___ WORKING DATA

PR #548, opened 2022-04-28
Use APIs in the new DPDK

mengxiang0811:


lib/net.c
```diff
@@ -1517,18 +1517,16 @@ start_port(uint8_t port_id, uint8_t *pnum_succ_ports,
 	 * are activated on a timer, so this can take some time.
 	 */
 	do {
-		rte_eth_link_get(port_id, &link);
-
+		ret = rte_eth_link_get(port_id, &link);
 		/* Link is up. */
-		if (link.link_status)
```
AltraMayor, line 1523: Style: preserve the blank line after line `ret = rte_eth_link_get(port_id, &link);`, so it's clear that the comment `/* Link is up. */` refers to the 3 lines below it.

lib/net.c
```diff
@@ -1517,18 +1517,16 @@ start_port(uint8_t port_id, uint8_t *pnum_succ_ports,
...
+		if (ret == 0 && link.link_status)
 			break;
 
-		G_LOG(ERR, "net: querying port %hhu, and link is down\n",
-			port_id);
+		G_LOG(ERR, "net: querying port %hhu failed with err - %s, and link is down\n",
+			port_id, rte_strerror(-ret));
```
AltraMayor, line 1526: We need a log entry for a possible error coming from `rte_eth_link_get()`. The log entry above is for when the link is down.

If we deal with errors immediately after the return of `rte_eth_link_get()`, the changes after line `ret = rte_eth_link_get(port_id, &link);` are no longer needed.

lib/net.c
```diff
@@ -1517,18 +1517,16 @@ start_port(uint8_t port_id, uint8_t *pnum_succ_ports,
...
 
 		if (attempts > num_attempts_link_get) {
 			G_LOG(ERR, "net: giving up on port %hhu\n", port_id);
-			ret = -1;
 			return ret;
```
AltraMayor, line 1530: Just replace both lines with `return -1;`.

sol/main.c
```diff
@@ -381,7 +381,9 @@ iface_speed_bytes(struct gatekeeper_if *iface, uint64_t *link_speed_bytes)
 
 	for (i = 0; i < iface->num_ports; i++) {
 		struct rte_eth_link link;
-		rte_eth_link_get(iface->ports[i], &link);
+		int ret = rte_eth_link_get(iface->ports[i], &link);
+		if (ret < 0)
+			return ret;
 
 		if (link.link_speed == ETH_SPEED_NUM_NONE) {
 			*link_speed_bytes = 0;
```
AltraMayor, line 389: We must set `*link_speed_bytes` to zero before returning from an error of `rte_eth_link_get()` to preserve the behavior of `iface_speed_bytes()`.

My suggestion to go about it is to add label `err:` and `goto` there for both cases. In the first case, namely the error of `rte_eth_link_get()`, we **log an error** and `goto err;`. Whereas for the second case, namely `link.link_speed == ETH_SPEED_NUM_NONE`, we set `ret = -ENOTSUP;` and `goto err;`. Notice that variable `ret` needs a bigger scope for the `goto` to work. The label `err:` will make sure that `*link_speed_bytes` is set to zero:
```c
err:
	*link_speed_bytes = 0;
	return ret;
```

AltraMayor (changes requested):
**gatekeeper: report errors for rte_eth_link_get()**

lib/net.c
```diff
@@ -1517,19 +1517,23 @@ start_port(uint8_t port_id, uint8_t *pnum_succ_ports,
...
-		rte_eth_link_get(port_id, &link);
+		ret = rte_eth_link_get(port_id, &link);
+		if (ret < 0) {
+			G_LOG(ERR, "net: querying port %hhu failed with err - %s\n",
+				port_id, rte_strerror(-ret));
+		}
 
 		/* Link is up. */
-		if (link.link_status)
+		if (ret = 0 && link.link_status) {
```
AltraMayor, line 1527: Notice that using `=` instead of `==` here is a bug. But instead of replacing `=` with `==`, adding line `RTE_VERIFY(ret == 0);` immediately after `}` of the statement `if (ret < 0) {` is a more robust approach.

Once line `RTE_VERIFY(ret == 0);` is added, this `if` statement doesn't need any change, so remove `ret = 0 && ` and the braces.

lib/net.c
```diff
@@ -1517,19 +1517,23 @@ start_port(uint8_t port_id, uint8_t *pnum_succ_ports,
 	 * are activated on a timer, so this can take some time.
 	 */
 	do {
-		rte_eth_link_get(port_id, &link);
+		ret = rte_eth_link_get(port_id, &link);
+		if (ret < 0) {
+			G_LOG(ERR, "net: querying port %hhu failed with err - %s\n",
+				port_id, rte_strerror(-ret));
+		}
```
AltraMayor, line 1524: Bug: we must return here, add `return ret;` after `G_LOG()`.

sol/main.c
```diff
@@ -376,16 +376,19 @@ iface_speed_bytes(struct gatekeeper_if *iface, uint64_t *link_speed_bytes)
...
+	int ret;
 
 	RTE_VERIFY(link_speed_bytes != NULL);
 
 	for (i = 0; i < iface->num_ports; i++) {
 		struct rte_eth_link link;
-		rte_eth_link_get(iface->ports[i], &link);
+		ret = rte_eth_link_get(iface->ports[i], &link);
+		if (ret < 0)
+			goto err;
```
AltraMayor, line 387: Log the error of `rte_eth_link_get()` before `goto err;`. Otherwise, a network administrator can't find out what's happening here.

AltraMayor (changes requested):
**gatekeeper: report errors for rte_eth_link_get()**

______
___ WORKING DATA

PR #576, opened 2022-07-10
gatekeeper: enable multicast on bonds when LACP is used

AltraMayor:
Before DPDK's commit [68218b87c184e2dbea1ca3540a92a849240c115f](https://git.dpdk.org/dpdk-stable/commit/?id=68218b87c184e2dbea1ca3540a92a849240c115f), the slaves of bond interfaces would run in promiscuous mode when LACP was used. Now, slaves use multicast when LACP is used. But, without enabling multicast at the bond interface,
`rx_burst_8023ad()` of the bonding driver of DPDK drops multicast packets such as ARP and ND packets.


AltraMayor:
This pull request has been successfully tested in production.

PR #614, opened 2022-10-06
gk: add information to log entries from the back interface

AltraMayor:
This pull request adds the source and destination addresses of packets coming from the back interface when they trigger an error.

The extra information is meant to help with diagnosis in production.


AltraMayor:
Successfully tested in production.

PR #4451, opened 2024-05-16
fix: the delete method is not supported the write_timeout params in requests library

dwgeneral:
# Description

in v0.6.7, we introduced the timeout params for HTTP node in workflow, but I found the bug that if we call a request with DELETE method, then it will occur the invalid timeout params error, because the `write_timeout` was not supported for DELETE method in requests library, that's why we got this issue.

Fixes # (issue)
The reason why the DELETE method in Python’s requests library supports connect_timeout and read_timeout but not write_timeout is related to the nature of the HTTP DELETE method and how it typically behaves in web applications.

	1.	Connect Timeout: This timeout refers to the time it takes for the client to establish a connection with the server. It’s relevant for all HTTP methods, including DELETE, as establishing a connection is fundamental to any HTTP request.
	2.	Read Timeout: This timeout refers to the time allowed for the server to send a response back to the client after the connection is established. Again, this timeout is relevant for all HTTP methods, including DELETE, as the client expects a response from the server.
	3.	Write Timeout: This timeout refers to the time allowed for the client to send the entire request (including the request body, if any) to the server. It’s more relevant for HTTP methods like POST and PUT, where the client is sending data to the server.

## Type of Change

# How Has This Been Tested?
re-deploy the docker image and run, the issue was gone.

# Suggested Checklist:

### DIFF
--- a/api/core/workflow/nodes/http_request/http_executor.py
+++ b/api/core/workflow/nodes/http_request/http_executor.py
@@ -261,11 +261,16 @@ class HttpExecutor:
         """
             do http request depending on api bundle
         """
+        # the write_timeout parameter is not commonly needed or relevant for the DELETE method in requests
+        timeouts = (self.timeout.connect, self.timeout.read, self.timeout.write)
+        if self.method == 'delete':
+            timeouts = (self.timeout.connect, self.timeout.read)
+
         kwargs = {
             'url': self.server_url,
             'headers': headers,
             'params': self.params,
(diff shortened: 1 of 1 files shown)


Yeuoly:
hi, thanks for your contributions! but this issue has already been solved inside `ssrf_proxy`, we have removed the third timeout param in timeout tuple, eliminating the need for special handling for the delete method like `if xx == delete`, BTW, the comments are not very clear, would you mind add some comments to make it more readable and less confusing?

______

The expected answer is a copy of every line in the entries that holds the word "packets".

`rx_burst_8023ad()` of the bonding driver of DPDK drops multicast packets such as ARP and ND packets.
This pull request adds the source and destination addresses of packets coming from the back interface when they trigger an error.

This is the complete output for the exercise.